*Task to carry out*: The lines to copy are those in the records below that hold the word "directory".

*Given entries*:

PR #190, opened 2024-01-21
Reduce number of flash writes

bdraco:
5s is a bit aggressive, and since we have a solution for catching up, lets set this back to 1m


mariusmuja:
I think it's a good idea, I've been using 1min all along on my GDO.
* * *
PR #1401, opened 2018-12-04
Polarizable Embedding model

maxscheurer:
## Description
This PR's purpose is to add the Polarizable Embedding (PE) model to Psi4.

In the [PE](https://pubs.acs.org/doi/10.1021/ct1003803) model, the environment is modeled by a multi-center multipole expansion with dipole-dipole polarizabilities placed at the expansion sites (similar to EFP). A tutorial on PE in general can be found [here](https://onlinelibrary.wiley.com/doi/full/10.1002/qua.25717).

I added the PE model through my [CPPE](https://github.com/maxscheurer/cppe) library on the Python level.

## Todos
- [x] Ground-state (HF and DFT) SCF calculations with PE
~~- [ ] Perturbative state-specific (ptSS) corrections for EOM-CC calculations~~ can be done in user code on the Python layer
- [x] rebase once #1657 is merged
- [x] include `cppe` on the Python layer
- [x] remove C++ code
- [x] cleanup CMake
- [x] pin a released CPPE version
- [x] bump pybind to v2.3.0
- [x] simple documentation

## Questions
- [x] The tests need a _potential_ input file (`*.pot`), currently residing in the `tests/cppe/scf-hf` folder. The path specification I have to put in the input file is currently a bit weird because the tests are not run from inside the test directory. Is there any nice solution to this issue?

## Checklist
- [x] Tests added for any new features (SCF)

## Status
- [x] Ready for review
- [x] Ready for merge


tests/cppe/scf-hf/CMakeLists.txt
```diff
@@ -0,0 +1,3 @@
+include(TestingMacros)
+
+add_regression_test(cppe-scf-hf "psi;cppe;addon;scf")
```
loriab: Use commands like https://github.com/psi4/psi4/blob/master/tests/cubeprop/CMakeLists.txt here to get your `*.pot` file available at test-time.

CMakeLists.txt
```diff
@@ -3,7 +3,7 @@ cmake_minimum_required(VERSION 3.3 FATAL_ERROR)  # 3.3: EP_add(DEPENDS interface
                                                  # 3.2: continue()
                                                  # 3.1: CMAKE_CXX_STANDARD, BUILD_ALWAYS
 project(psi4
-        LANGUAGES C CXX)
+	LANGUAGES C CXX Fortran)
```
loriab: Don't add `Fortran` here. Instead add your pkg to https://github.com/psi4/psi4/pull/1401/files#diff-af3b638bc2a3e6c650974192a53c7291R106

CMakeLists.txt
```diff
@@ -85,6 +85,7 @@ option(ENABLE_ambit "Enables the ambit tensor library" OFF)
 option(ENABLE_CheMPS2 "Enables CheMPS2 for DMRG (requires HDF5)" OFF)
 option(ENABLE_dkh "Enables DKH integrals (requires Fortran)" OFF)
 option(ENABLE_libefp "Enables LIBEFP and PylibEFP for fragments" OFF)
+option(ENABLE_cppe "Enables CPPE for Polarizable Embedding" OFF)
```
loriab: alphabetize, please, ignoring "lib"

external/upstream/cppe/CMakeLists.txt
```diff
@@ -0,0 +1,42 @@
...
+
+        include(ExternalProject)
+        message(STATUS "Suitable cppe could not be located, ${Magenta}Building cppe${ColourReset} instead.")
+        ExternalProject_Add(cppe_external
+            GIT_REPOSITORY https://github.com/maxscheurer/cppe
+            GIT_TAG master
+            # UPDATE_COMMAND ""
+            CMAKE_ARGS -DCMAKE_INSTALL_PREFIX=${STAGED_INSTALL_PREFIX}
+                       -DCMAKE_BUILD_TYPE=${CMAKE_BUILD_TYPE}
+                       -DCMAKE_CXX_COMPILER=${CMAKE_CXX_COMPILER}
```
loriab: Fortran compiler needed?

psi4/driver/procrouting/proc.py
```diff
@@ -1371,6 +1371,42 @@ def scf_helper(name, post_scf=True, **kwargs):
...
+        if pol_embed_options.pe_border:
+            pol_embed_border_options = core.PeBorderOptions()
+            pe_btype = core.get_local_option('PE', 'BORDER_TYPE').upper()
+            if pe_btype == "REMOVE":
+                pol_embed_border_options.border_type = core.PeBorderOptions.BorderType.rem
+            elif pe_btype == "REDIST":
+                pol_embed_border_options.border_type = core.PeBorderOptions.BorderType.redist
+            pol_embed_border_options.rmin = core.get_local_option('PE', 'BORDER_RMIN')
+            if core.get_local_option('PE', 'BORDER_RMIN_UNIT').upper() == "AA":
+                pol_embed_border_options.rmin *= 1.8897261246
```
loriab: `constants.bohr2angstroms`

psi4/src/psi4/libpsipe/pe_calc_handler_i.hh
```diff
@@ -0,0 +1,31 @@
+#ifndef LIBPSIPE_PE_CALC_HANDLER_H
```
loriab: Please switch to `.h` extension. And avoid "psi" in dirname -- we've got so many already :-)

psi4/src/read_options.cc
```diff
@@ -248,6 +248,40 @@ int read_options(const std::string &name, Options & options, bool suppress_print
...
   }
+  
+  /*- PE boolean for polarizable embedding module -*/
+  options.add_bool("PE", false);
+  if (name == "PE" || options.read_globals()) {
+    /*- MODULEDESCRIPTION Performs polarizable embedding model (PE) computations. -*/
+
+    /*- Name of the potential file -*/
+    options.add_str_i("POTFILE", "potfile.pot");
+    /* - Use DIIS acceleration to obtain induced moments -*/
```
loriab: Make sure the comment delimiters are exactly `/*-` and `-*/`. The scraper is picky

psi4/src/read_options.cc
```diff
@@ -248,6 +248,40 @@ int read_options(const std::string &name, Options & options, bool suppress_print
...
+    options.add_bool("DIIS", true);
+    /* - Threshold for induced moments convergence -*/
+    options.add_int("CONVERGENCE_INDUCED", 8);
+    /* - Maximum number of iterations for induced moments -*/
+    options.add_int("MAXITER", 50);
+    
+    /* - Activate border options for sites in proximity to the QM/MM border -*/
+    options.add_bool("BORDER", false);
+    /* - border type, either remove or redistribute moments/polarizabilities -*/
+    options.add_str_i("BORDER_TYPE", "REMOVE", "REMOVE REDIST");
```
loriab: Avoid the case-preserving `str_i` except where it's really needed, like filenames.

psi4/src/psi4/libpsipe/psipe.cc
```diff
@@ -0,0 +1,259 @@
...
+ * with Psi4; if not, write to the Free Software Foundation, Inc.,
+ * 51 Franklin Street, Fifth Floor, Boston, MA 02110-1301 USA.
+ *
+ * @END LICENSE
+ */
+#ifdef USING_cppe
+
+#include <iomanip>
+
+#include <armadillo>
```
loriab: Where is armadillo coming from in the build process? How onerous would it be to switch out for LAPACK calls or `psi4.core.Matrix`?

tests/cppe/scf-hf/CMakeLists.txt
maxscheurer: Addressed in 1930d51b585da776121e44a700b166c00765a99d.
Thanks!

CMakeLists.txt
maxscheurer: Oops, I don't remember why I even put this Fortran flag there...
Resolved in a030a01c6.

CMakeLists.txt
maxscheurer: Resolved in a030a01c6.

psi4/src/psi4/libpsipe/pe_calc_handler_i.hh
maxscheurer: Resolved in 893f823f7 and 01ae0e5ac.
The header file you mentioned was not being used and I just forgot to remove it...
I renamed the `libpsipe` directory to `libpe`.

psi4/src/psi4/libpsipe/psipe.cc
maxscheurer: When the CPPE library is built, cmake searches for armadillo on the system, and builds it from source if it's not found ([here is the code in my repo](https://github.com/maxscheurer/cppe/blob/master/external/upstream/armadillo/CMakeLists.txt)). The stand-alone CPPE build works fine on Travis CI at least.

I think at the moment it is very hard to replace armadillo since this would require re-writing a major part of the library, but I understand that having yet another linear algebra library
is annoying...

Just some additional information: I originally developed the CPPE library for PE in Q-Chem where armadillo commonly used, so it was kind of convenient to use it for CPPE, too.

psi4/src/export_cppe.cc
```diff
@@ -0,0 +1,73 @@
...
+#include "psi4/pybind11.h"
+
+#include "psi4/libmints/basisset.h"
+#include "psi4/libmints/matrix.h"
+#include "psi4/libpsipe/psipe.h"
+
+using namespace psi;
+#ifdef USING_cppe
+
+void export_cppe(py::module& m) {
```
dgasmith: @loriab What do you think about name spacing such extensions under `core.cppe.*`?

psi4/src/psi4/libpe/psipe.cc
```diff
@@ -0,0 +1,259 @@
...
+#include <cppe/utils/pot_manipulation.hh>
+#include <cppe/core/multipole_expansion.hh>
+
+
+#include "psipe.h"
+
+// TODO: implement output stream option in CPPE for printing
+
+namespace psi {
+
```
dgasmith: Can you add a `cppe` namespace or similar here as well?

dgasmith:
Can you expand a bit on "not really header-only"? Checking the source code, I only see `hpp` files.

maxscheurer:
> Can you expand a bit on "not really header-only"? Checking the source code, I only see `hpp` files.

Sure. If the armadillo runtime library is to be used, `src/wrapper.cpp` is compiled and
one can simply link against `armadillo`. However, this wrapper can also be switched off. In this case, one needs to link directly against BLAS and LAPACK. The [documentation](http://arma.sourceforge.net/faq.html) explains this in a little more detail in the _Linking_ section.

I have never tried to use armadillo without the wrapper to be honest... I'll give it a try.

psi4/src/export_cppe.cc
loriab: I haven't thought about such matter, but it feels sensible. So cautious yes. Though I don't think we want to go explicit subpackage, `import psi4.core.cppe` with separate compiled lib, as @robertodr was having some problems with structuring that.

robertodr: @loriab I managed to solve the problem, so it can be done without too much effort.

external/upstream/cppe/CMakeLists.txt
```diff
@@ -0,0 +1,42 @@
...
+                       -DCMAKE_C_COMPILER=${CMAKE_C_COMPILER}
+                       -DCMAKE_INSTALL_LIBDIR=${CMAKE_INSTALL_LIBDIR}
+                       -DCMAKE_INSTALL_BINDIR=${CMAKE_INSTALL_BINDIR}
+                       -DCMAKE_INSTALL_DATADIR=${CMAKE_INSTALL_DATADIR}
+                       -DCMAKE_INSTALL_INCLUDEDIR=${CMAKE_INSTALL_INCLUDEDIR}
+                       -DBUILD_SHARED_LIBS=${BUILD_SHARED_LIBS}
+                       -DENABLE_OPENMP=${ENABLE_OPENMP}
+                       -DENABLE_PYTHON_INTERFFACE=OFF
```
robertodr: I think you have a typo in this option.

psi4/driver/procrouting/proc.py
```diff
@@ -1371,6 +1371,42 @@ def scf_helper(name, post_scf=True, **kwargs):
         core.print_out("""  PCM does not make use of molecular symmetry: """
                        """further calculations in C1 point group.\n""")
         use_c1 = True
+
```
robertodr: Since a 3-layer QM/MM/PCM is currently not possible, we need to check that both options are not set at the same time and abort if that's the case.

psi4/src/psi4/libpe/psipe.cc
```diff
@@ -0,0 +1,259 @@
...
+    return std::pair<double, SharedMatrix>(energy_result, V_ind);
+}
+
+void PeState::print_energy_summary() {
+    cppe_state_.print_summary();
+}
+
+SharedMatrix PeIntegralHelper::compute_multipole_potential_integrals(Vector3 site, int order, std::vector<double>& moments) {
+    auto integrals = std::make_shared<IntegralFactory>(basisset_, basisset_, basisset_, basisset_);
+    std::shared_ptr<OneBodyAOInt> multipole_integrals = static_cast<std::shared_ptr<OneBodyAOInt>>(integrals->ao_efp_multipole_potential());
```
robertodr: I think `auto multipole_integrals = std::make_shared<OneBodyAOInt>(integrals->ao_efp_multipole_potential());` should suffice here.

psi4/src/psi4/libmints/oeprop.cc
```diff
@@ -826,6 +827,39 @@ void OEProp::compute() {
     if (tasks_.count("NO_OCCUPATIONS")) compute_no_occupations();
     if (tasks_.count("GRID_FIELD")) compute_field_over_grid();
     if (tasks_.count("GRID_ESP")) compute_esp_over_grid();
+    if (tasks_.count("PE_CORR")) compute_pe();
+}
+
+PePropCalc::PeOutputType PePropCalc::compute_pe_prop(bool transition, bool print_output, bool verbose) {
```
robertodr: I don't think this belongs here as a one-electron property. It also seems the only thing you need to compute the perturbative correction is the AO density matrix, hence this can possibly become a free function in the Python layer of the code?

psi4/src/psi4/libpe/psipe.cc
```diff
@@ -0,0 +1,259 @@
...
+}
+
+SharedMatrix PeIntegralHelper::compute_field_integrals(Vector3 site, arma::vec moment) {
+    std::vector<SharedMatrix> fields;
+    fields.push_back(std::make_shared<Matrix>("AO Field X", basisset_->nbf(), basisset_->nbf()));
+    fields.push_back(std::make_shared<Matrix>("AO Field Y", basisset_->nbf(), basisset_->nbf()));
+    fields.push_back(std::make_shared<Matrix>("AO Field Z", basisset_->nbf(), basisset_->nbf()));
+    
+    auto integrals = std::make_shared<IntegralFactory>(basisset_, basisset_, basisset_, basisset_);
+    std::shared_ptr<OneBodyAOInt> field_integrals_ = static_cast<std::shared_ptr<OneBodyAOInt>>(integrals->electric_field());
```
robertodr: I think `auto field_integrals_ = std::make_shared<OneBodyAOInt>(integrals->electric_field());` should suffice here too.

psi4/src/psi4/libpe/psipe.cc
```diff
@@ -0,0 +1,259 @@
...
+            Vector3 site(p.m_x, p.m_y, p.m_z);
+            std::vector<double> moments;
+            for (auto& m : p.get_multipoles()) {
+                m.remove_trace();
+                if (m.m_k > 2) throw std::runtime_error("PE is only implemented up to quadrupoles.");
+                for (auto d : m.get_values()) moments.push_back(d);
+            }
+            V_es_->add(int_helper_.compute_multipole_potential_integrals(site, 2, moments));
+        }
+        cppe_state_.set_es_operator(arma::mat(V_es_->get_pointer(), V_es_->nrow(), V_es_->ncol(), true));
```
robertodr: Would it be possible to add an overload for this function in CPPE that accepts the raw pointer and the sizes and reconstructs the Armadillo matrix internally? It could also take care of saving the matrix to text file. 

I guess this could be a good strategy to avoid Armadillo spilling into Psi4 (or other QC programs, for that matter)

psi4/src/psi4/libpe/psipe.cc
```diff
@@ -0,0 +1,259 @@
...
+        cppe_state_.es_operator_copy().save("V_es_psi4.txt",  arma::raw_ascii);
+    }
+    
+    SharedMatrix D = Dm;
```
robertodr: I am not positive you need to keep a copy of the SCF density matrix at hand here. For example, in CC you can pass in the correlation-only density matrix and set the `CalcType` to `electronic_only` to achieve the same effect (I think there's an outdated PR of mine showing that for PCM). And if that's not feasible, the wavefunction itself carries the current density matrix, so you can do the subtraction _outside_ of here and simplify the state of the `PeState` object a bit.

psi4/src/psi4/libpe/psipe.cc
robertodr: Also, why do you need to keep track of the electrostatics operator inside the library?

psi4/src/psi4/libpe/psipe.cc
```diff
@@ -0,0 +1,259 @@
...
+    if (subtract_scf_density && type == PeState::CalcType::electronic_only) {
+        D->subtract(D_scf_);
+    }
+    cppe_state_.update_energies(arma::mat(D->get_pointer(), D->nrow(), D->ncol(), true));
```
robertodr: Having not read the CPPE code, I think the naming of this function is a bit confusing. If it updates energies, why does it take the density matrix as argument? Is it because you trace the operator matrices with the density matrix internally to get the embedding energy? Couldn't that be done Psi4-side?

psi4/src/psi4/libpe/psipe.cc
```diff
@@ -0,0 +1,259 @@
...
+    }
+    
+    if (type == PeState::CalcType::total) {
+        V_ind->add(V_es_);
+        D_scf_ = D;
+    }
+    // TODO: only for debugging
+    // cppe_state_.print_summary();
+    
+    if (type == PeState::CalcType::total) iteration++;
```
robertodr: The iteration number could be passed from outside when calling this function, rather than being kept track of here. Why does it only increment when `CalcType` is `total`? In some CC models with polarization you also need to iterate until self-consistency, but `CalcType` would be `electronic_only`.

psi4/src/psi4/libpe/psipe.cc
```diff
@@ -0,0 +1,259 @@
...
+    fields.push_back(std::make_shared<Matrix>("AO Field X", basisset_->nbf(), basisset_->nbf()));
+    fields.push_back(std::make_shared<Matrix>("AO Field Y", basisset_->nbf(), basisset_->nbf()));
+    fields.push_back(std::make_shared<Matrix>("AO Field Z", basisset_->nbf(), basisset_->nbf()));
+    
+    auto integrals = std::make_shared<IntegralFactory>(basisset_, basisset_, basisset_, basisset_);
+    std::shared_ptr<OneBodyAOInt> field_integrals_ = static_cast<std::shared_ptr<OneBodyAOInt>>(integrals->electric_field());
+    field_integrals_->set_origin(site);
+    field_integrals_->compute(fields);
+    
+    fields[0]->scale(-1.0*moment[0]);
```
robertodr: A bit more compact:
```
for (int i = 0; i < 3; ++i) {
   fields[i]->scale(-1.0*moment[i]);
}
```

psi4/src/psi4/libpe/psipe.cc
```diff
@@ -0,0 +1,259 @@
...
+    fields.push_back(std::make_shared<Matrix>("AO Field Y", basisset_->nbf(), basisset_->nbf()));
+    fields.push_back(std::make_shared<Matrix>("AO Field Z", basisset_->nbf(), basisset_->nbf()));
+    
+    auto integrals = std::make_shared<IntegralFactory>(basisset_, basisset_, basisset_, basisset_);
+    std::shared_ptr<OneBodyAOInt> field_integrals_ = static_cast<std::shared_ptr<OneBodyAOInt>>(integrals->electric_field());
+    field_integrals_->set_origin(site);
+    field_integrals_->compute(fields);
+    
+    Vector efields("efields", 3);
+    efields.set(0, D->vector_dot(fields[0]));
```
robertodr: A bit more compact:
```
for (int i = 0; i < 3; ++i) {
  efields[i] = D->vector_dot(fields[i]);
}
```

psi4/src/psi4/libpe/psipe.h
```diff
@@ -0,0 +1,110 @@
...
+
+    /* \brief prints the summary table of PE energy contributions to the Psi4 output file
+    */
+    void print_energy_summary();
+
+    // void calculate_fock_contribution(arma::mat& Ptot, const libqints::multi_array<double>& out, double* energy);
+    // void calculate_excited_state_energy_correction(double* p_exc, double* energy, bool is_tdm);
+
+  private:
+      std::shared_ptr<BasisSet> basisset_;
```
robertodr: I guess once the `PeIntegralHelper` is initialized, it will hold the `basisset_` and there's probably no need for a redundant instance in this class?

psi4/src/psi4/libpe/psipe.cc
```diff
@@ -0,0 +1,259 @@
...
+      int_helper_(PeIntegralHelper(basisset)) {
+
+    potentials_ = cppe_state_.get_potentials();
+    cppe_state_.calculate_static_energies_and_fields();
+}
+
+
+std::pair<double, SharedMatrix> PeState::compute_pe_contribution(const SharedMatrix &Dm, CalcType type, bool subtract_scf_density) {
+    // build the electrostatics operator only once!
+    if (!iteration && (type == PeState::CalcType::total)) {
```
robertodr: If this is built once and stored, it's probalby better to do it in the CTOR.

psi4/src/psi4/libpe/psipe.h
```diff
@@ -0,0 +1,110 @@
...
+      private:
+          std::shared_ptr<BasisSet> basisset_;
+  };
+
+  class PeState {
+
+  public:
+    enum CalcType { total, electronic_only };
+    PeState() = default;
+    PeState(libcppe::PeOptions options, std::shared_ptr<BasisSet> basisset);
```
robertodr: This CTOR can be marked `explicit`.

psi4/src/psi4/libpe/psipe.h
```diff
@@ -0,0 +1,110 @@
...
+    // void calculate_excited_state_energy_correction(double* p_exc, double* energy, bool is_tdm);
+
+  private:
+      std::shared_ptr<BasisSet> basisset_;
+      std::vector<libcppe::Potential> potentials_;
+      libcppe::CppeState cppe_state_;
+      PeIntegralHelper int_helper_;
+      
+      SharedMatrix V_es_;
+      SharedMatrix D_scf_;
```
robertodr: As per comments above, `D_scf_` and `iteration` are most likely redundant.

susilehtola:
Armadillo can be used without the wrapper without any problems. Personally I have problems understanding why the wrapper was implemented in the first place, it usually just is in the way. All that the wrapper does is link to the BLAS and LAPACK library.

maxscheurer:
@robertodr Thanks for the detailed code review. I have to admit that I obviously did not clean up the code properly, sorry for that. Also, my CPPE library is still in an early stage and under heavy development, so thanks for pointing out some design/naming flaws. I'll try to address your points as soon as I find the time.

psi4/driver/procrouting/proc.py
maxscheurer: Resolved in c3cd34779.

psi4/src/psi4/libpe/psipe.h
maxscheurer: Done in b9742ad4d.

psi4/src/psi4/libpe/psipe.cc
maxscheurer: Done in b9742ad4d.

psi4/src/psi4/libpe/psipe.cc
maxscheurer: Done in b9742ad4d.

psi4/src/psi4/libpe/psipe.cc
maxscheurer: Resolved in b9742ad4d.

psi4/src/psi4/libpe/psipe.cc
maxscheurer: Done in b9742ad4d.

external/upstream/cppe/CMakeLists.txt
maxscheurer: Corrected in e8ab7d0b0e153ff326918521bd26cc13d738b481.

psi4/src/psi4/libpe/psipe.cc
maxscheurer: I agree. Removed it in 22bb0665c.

*Solution for this task*:
- [x] The tests need a _potential_ input file (`*.pot`), currently residing in the `tests/cppe/scf-hf` folder. The path specification I have to put in the input file is currently a bit weird because the tests are not run from inside the test directory. Is there any nice solution to this issue?
I renamed the `libpsipe` directory to `libpe`.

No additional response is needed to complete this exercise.